I have very CPU heavy process and would like to use as many workers are possible in Dask.
When I read the csv file using the read_csv
from dask
and then process the dataframe using map_partitions
only one worker is used. If I use read_csv
from pandas
and then convert the file to a Dask dataframe, all my workers are used. See code below.
Could someone explain the difference in behavior?
Ideally, I would like to use read_csv
from Dask
so that I dont have to have a conversion step. Could anyone help me with that?
import dask as d
import pandas as pd
def fWrapper(x):
p = doSomething(x.ADDRESS, param)
return(pd.DataFrame(p, columns=["ADDRESS", "DATA","TOKEN", "CLASS"]))

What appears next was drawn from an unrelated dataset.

PR #2899, opened 2025-12-10
Fix grad in place updates

### LINKED ISSUE #2898: TestAutograd::test_grad_ids_pre_post passes spuriously
The test:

# only use 1 worker instead of the available 8
dask_df = d.dataframe('path\to\file')
dask_df.set_index(UID, npartitions = 8, drop = False)
ddf2 = dask_df.map_partitions(fWrapper, meta={"ADDRESS" : object, "DATA" : object, "TOKEN" : object, "CLASS" : object}).compute()
#uses all 8 workers
df = pd.read_csv('path\to\file')
df.set_index('UID', drop=False)
dask_df2 =d.dataframe.from_pandas(df, npartitions=dask_params['df_npartitions'], sort=True)
ddf3 = dask_df2.map_partitions(fWrapper, meta={"ADDRESS" : object, "DATA" : object, "TOKEN" : object, "CLASS" : object}).compute()
The DataFrame.set_index
method in both dask.dataframe
and pandas
returns the updated dataframe, so it must be assigned to a label. pandas
does have a convenience kwarg inplace
, but that's not available in dask
. This means that in your snippet, the first approach should look like this:
dask_df = dask_df.set_index(UID, npartitions = 8, drop = False)
This will make sure that the new indexed dask dataframe has 8 partitions, so downstream work should be allocated across multiple workers.